Sunday, September 3, 2017

SIX!!! (a mighty fine number of sober years).

Heading for a big Soberversary and am quite excited about that. In 3 days time I will be SIX years sober!! Woo Hoo!!

Soberversaries are funny things though.. especially early on I remember building up to them and being weirdly let down when they failed to deliver anything particularly special. There was always that realisation that it's just another sober day in a long line of sober days.. and that celebrations aren't the big (boozy) things that they used to be.

Because lets face it - any celebration in my former life would involve champagne - like somehow adding bubbles to alcohol made it more festive. I suppose bubbles are festive but you know what I mean... celebrations were just another excuse for me to drink more than I usually did.

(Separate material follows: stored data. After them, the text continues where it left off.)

PR #1947, opened 2025-03-19
:sparkles: Remove django.contrib.sites

danielmursa-dev:
Partially fixed https://github.com/maykinmedia/open-api-framework/issues/59

- [ ] Upgrade open-api-framework
- [ ] Upgrade notifications-api-common
- [ ] Check docs
- [x] Delete django_setup_configuration for site
- [x] Remove from INSTALLED_APPS 
- [x] Remove from Admin
- [x] Revert QRGeneratorView, tests and url


src/openzaak/conf/includes/base.py
```diff
@@ -171,6 +171,9 @@
     ),
     auto_display_default=False,
 )
+if not OPENZAAK_DOMAIN:
```
stevenbal, line 174: I think we should probably deprecate OPENZAAK_DOMAIN and rely on SITE_DOMAIN instead, add a fallback that's the other way around to ensure that the current usage of OPENZAAK_DOMAIN still works, and then in the next major release we can drop it

src/openzaak/components/autorisaties/tests/management/test_sync_zaaktype_autorisatie.py
```diff
@@ -13,44 +12,41 @@
...
-        with override_settings(ALLOWED_HOSTS=[domain]):
-            # Create 5 Autorisaties for non existing ZaakTypen
-            for i in range(5):
-                AutorisatieFactory.create(
-                    zaaktype=f"http://{domain}/catalogi/api/v1/zaaktypen/{str(uuid.uuid4())}",
-                )
+        # Create 5 Autorisaties for non existing ZaakTypen
+        for i in range(5):
+            AutorisatieFactory.create(
+                zaaktype=f"http://testserver/catalogi/api/v1/zaaktypen/{str(uuid.uuid4())}",
```
stevenbal, line 21: Could you replace this with a `reverse` to zaaktype-detail? Same applies for line 34

src/openzaak/utils/checks.py
```diff
@@ -89,19 +89,18 @@ def check_missing_init_files(app_configs, **kwargs):
...
-    if not settings.OPENZAAK_DOMAIN:
-        return []
-
     errors = []
-
-    try:
-        parsed = furl(netloc=settings.OPENZAAK_DOMAIN)
-    except ValueError:
-        invalid_netloc = True
+    if settings.OPENZAAK_DOMAIN:
```
stevenbal, line 93: Could you rewrite this check to check SITE_DOMAIN instead?

stevenbal (changes requested):
I think this might actually be a breaking change, because if this change is in and you deploy Open Zaak without setting SITE_DOMAIN (or OPENZAAK_DOMAIN, which isn't required) the view-config page will raise an error and `register_kanalen` will raise an error.

Might be good to discuss during standup

src/openzaak/components/autorisaties/tests/management/test_sync_zaaktype_autorisatie.py
danielmursa-dev: If I change the full path to the relative path, the tests fail because there is this check to see if zaaktype is not `is_local_url`:
https://github.com/open-zaak/open-zaak/blob/8eec4d26a57819bfe080d046367ea900716f5d9b/src/openzaak/components/autorisaties/management/commands/sync_autorisaties.py#L22

Should I also update the tests?

src/openzaak/conf/includes/base.py
```diff
@@ -171,6 +178,7 @@
     ),
     auto_display_default=False,
 )
+
```
stevenbal, line 181: Unrelated to this line, but `NOTIFICATIONS_API_GET_DOMAIN` needs to be set as well to make sure `src/manage.py register_kanalen` works, should have the same value as the commonground-api-common setting

src/openzaak/conf/includes/base.py
```diff
@@ -97,6 +97,12 @@
     + PLUGIN_INSTALLED_APPS
 )
 
+# `django.contrib.sites` added at the project level because it has been removed at the packages level.
+# This component is deprecated and should be completely removed.
+# To determine the project's domain, use the `SITE_DOMAIN` environment variable.
+if "django.contrib.sites" not in INSTALLED_APPS:
+    INSTALLED_APPS.append("django.contrib.sites")
```
stevenbal, line 104: Can you also add back the SITE_ID envvar here? This setting is required if sites is used https://github.com/maykinmedia/open-api-framework/pull/121/files#diff-8b7db4fa63ef0f1e64c48e8cf49d8beacf93587629abd42f1f6f9cd9a0aa8f06L32

stevenbal (changes requested):
I approved the other two PRs in the libraries. For Open zaak we're almost there, some small things left to make it work. Additionally could you add some tests to `test_view_config.py` to verify the behavior of the `/view-config` page? We want it to use the domain in this order SITE_DOMAIN > OPENZAAK_DOMAIN > django.contrib.sites

stevenbal:
failing docs build is addressed by https://github.com/open-zaak/open-zaak/pull/1966, you don't have to rebase

src/openzaak/components/autorisaties/tests/management/test_sync_zaaktype_autorisatie.py
stevenbal: I meant to keep the full path, but use reverse for the relative part:

```python
f"http://testserver{reverse('zaaktype-detail', kwargs={'uuid': uuid4()})}"
```

stevenbal (approved):

src/openzaak/utils/__init__.py
```diff
@@ -21,12 +21,15 @@ def get_openzaak_domain() -> str:
...
     if settings.OPENZAAK_DOMAIN:
         return settings.OPENZAAK_DOMAIN
 
     warnings.warn(
-        "Deriving the domain from the Site configuration will soon be deprecated, "
-        "please migrate to the OPENZAAK_DOMAIN setting.",
+        "Deriving the domain from the `OPENZAAK_DOMAIN` and `Sites` configuration will soon be deprecated, "
+        "please migrate to the SITE_DOMAIN setting.",
         PendingDeprecationWarning,
     )
```
stevenbal, line 34: This warning should probably be moved above the `if OPENZAAK_DOMAIN` statement

PR #1950, opened 2025-03-21
✅ Add basic performance test for zaken list

stevenbal:
Related issue: https://github.com/maykinmedia/open-api-framework/issues/114

I looked into codspeed, but I couldn't get it to work with their walltime instrument yet (https://github.com/maykinmedia/objects-api/pull/555), to at least get started with improving performance, I added similar tests to the ones I added in objects-api a few weeks back.

Not sure how consistent the results are in CI because we don't run it on dedicated runners, but it at least gives some indication of performance and can be used locally


danielmursa-dev (approved):
Looks good!

PR #1982, opened 2025-04-09
Feature/1930 kenmerken filter

### LINKED ISSUE #1930: Vraag; Hoe OF nummer of andere values querybaar registreren bij een zaak
### Thema / Theme

Zaken API

Open vraag;
Graag leggen we querybare values vast bij een zaak. Een voorbeeld hiervan is het OF- nummer.
We dachten zaak eigenschappen hiervoor te gebruiken maar de API lijkt niet te supporten om een query te doen als 'Geef mij alle zaken met OF nummer x'.
Wat is de beste manier om dit wel te doen?

_No response_

_No response_

Floris272:
Closes #1930 

**Changes**
- Adds `kenmerk__bron` filter
- Adds `kenmerk` filter that can filter on a bron-kenmerk combination. format `[<bron>:<kenmerk>]`

**Checklist**

- Commit hygiene

### DIFF
--- a/docs/api/experimental.rst
+++ b/docs/api/experimental.rst
@@ -73,6 +73,8 @@ Query parameters
     * ``rol__betrokkeneIdentificatie__vestiging__kvkNummer`` **(scheduled for deprecation in Open Zaak version 3.0)**
     * ``rol__machtiging``
     * ``rol__machtiging__loa``
+    * ``kenmerk__bron``
+    * ``kenmerk``
 
 
 Documenten API
--- a/docs/api/experimental.rst
+++ b/docs/api/experimental.rst
@@ -74,7 +74,7 @@ Query parameters
     * ``rol__machtiging``
     * ``rol__machtiging__loa``
     * ``kenmerk__bron``
-    * ``kenmerk``
+    * ``kenmerk`` A bron-kenmerk combination of a zaak. (format: ``<bron>:<kenmerk>``)
 
 
 Documenten API
--- a/src/openzaak/components/zaken/api/filters.py
+++ b/src/openzaak/components/zaken/api/filters.py
@@ -269,7 +269,7 @@ class ZaakFilter(FilterSetWithGroups):
         key_field_name="zaakkenmerk__bron",
         value_field_name="zaakkenmerk__kenmerk",
         help_text=mark_experimental(
-            "Een bron-kenmerk combinatie van de zaak. format: [<bron>:<kenmerk>]"
+            "Een bron-kenmerk combinatie van de zaak. format: <bron>:<kenmerk>"
         ),
     )
 
--- a/src/openzaak/components/zaken/api/filters.py
+++ b/src/openzaak/components/zaken/api/filters.py
@@ -15,6 +15,7 @@ from vng_api_common.utils import get_field_attribute, get_help_text
 from openzaak.components.zaken.api.serializers.zaken import ZaakSerializer
 from openzaak.utils.filters import (
     ExpandFilter,
+    KeyValueFilter,
     MaximaleVertrouwelijkheidaanduidingFilter,
 )
 from openzaak.utils.filterset import FilterGroup, FilterSet, FilterSetWithGroups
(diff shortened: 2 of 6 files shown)


docs/api/experimental.rst
```diff
@@ -73,6 +73,8 @@ Query parameters
     * ``rol__betrokkeneIdentificatie__vestiging__kvkNummer`` **(scheduled for deprecation in Open Zaak version 3.0)**
     * ``rol__machtiging``
     * ``rol__machtiging__loa``
+    * ``kenmerk__bron``
+    * ``kenmerk``
```
stevenbal, line 77: let's also mention the format for this query parameter here

src/openzaak/components/zaken/api/filters.py
```diff
@@ -258,6 +259,20 @@ class ZaakFilter(FilterSetWithGroups):
...
+    kenmerk__bron = filters.CharFilter(
+        field_name="zaakkenmerk__bron",
+        help_text=mark_experimental(get_help_text("zaken.ZaakKenmerk", "bron")),
+    )
+
+    kenmerk = KeyValueFilter(
+        key_field_name="zaakkenmerk__bron",
+        value_field_name="zaakkenmerk__kenmerk",
+        help_text=mark_experimental(
+            "Een bron-kenmerk combinatie van de zaak. format: [<bron>:<kenmerk>]"
```
stevenbal, line 272: Do we need the square brackets for these values? I think `[]` are reserved characters in URLs, so they might have to be encoded for it to work.

Locally this seems to work without square brackets as well actually, so can't we just drop that from the format?

```suggestion
            "Een bron-kenmerk combinatie van de zaak. format: `<bron>:<kenmerk>`"
```

stevenbal (changes requested):

src/openzaak/components/zaken/api/filters.py
Floris272: The validator didn't work, i removed the brackets around the k:v but should the brackets still be disallowed in the key & value themselves? or maybe only allow `[a-z][A-Z]`, `_` & `-`?

Floris272: add didgets for the value

Floris272: `[a-zA-Z0-9_-]+` but then the db fields should also have this as validation.

src/openzaak/components/zaken/tests/test_zaak_filter.py
```diff
@@ -304,3 +304,77 @@ def test_filter_zaaktype_omschrijving(self):
...
+        )
+
+    def test_filter_kenmerken(self):
+        zaak = ZaakFactory.create()
+        ZaakKenmerkFactory(bron="BAG-id", kenmerk="123", zaak=zaak)
+        ZaakKenmerkFactory(bron="GAB-id", kenmerk="456", zaak=zaak)
+
+        ZaakFactory.create()
+
+        with self.subTest("existing combination"):
```
stevenbal, line 353: could you also add a test to verify that this works if you explicitly URLencode the query param? E.g. `?kenmerk=foo%3Abar` should also work, `:` should technically be encoded because it's a reserved character in URLs

src/openzaak/utils/filters.py
```diff
@@ -49,3 +51,36 @@ def __init__(self, *args, **kwargs):
...
     def filter(self, qs, value):
         return qs
+
+
+class KeyValueFilter(filters.CharFilter):
+
+    def __init__(self, key_field_name, value_field_name, *args, **kwargs):
+        kwargs.setdefault(
+            "validators", [RegexValidator(r"^([^:\[\]]+):([^:\[\]]+)$")]
+        )  # key:value where the key and value cannot contain `[`, `]` or `:`
```
stevenbal, line 61: Is it possible to specify this as a class variable to make sure it's always applied? Because if we reuse this filter and pass extra validators, this one won't be applied I think

stevenbal (changes requested):

src/openzaak/components/zaken/tests/test_zaak_filter.py
Floris272: added a test, but it seems that the other tests do encode. `response.request["QUERY_STRING"]` has `%3A`

stevenbal (approved):

PR #1985, opened 2025-04-10
Feature/django cachalot

### LINKED ISSUE #1986: Performance: investigate if caching can be applied to results of database queries
### Thema / Theme

Zaken API

This was previously attempted in https://github.com/open-zaak/open-zaak/pull/1377, but not being used due to unexpected interactions with `ZaakIdentificatie` tabel.

I think it would be worth to invest more time into this to see if it can work

_No response_

_No response_

stevenbal:
Closes #1986

TODO:
- [ ] check if generate_identificatie works for other resources
- [ ] apply more sparingly? on specific viewsets, etc
- [ ] cache specific queries with cacheops of which the result wont change often (authorization/catalogi related stuff)

issues:
- applying it globally seems to cause issues (cache not being invalidated?)
- redis issues because keys arent removed? https://django-cachalot.readthedocs.io/en/latest/limits.html#redis

**Changes**

[Describe the changes here]

**Checklist**

- Commit hygiene

### DIFF
--- a/requirements/base.in
+++ b/requirements/base.in
@@ -10,6 +10,7 @@ requests-cache
 self-certifi
 
 # Framework libraries
+django-cachalot
 django-db-logger
 django-extra-views
 django-loose-fk
--- a/requirements/base.txt
+++ b/requirements/base.txt
@@ -96,6 +96,7 @@ django==5.1.7
     #   django-admin-index
     #   django-appconf
     #   django-axes
+    #   django-cachalot
     #   django-celery-beat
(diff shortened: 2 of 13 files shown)


stevenbal:
Putting this on hold for now, cachalot seems to be all or nothing in terms of applying caching to specific tables, while I'd rather cache specific queries only. If we start caching all queries on `zaken_zaak`, I don't think that would be too effective, since changing a single parameter like `ordering` or another filter param will result in a newly created cache entry.

PR #1988, opened 2025-04-11
Feature/1920 detect past zaak suspension

### LINKED ISSUE #1920: Detect if a zaak was suspended in the past
### Thema / Theme

Zaken API

It would be beneficial if OpenZaak provides a flag that specifies that a zaak was already suspended in the past. This can be boolean or the date on which it was suspended.

At the moment listing zaaken for never suspended zaak we get:
```
      "opschorting": {
        "indicatie": false,
        "reden": ""
      },
```

For a suspended in the past zaak the API returns:
```
"opschorting": {
  "indicatie": false,
  "reden": "Aanvullende informatie geleverd"
}
```

The only good way to know that a zaak was suspended in the past is to parse audit log / history of a zaak. That requires a lot of custom/client code.

Having a dedicated boolean flag or a date makes processing really easy and unified across clients.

But as the years have gone by and I've settled into my sober life I've gotten used to more gentle and subtle emotions, and in doing so I've come to enjoy Soberversaries for their authentic nature. They're not artificially forced high points that come from a bottle. They're authentic and meaningful which is far more satisfying ... and I appreciate everything they provide.

They provide me with an opportunity to reflect on how far I've come.

They provide me with an increased appreciation for having left my disconnected boozy lifestyle behind.

They provide me with a day full of quiet pride and joy.

They provide me with a reason to treat myself in little special ways.

They provide me with an excuse to shout my achievement on social media which hopefully helps others.

And they provide me with a new lovely number to claim for my own. And boy do I love watching that number climb.

SIX! What a mighty fine number of sober years that is. I love how it keeps climbing. I can't wait to get to 10, 15.. even 20 years!!!!!! I love being in long-term recovery. It's the gift that keeps on giving.

Not saying it's fun and easy all the time - no way. But being sober is incredibly rewarding precisely because it's hard bloody work a lot of the time.

And we all know hard work never killed anybody and I'm certainly up for the challenge of life in the raw every single day.